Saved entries
○ ○ ○ ○ ○ ○ ○

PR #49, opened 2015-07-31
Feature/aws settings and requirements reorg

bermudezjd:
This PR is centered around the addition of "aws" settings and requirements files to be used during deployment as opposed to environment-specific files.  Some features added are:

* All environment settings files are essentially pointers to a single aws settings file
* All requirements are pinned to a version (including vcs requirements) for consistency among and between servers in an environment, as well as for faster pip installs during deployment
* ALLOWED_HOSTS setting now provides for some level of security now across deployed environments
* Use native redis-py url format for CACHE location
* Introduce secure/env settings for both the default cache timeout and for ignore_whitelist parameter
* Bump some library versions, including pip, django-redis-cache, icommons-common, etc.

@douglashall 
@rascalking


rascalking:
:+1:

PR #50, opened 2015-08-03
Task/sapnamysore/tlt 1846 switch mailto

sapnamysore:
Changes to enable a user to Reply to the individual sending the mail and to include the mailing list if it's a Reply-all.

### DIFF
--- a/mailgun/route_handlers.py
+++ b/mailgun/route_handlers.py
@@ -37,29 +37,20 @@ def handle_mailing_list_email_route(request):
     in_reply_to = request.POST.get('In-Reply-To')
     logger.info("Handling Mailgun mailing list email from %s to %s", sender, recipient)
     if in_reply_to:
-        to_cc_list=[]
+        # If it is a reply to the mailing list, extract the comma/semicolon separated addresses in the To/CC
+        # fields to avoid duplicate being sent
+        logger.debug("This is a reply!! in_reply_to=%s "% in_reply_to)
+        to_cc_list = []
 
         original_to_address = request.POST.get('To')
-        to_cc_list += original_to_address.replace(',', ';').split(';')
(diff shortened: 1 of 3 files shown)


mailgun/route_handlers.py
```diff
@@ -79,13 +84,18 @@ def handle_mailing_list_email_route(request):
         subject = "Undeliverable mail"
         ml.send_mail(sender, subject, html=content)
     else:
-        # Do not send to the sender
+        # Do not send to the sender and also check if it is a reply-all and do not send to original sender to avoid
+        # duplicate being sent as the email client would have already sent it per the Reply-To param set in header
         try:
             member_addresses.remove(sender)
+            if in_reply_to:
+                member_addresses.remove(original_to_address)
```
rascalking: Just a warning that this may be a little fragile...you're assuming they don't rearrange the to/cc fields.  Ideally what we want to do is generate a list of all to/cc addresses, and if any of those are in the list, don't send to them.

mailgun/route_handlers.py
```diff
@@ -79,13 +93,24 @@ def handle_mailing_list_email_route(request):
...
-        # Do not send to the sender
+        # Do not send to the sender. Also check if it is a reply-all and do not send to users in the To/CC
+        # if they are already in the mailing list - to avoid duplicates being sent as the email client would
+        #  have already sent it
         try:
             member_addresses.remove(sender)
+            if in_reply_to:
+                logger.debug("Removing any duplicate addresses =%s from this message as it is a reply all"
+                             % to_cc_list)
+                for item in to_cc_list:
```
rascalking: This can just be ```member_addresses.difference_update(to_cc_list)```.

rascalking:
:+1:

○ ○ ○ ○ ○ ○ ○

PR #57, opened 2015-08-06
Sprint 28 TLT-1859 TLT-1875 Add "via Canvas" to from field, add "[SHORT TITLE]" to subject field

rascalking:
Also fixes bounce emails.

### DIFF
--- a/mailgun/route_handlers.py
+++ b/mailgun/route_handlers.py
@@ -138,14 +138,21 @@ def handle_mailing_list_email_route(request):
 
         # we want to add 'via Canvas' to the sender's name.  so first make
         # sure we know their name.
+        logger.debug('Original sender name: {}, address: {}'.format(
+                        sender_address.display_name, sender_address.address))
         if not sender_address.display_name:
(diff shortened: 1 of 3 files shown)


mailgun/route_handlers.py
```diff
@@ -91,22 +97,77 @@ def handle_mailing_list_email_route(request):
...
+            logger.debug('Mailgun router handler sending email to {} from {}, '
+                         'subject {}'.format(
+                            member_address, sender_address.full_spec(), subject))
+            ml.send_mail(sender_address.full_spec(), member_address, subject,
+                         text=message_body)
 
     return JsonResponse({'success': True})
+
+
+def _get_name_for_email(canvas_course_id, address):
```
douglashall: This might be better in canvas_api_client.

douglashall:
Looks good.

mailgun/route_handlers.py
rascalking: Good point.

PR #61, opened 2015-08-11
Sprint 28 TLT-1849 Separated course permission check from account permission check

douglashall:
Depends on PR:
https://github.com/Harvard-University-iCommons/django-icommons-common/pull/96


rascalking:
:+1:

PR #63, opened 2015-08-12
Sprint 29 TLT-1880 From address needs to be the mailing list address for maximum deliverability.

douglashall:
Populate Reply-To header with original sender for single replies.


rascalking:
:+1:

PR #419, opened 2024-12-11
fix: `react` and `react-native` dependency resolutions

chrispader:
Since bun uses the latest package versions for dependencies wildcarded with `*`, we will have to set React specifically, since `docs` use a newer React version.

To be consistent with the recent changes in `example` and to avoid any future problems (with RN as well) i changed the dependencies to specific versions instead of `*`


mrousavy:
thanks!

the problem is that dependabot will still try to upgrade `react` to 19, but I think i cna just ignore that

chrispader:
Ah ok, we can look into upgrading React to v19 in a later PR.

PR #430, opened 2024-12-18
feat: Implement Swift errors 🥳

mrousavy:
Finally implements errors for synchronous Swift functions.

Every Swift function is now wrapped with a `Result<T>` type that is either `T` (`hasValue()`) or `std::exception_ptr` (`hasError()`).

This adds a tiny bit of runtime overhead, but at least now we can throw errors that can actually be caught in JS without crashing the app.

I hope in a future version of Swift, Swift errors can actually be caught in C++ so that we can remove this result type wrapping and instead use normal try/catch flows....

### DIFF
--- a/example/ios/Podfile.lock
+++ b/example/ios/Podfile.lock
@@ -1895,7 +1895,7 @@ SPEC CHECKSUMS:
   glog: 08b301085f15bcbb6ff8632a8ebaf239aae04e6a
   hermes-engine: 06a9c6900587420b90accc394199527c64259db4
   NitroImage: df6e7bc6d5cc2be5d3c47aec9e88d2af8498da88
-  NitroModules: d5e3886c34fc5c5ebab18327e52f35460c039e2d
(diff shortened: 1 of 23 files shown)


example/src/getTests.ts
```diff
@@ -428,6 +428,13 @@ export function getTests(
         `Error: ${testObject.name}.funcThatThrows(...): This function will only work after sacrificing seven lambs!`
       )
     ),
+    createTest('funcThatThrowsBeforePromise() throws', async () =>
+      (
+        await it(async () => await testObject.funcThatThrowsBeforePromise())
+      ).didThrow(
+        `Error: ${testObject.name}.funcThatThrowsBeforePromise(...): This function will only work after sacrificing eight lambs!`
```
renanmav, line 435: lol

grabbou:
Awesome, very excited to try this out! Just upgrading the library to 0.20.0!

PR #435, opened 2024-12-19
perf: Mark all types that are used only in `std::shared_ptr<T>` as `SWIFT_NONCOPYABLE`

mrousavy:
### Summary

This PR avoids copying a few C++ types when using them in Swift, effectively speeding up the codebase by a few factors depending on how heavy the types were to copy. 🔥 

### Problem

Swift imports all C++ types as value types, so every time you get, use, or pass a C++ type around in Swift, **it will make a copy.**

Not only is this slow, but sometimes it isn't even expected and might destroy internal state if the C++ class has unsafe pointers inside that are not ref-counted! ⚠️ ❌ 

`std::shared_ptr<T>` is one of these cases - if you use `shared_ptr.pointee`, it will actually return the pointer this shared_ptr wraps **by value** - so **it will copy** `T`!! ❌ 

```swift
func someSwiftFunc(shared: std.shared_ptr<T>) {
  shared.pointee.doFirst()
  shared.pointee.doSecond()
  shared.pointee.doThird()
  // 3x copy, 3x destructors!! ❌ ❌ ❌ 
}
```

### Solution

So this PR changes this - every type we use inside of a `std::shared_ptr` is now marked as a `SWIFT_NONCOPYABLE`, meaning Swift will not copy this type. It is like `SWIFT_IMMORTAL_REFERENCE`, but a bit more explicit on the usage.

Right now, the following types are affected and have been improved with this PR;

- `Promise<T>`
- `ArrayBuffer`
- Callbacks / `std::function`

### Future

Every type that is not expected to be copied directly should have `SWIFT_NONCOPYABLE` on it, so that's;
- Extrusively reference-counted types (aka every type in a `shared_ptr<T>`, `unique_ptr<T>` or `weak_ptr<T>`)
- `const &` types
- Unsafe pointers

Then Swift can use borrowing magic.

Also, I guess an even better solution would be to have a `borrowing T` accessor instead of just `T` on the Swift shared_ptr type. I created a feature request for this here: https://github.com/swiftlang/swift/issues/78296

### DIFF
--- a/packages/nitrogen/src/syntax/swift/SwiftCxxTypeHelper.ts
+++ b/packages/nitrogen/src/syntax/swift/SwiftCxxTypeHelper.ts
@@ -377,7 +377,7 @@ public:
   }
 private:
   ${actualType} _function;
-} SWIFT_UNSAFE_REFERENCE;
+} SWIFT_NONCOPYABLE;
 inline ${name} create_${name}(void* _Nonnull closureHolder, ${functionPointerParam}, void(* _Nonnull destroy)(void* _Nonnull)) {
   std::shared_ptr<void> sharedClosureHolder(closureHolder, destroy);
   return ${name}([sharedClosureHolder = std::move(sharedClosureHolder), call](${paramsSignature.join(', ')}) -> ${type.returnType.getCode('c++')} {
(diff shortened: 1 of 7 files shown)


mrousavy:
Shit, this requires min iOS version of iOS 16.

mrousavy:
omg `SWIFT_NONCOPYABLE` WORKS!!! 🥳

○ ○ ○ ○ ○ ○ ○

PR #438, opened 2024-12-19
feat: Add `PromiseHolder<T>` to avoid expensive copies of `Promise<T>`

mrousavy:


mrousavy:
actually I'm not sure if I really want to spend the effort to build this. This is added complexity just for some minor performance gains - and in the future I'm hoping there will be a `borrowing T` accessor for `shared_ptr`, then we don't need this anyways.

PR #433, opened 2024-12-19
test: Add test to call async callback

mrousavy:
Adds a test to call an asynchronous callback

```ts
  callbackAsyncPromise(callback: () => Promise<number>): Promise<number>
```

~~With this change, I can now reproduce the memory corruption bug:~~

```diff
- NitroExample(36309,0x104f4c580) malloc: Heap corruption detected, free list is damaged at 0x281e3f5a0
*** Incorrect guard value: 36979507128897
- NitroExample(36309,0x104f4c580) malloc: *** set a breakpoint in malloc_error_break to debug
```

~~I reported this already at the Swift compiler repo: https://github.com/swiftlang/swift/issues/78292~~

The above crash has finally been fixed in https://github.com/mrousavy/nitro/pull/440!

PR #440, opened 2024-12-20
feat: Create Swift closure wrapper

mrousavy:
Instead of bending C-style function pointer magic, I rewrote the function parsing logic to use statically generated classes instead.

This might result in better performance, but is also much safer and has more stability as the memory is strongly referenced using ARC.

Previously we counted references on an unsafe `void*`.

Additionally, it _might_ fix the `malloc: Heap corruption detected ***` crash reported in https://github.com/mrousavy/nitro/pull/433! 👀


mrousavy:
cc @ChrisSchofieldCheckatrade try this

○ ○ ○ ○ ○ ○ ○

# To do
Print exactly the lines above, between the one holding "Adds a test to call an asynchronous callback" and the one holding "cc @ChrisSchofieldCheckatrade try this", inclusive, and nothing besides.

# Result of this exercise
Adds a test to call an asynchronous callback

```ts
  callbackAsyncPromise(callback: () => Promise<number>): Promise<number>
```

~~With this change, I can now reproduce the memory corruption bug:~~

```diff
- NitroExample(36309,0x104f4c580) malloc: Heap corruption detected, free list is damaged at 0x281e3f5a0
*** Incorrect guard value: 36979507128897
- NitroExample(36309,0x104f4c580) malloc: *** set a breakpoint in malloc_error_break to debug
```

~~I reported this already at the Swift compiler repo: https://github.com/swiftlang/swift/issues/78292~~

The above crash has finally been fixed in https://github.com/mrousavy/nitro/pull/440!

PR #440, opened 2024-12-20
feat: Create Swift closure wrapper

mrousavy:
Instead of bending C-style function pointer magic, I rewrote the function parsing logic to use statically generated classes instead.

This might result in better performance, but is also much safer and has more stability as the memory is strongly referenced using ARC.

Previously we counted references on an unsafe `void*`.

Additionally, it _might_ fix the `malloc: Heap corruption detected ***` crash reported in https://github.com/mrousavy/nitro/pull/433! 👀


mrousavy:
cc @ChrisSchofieldCheckatrade try this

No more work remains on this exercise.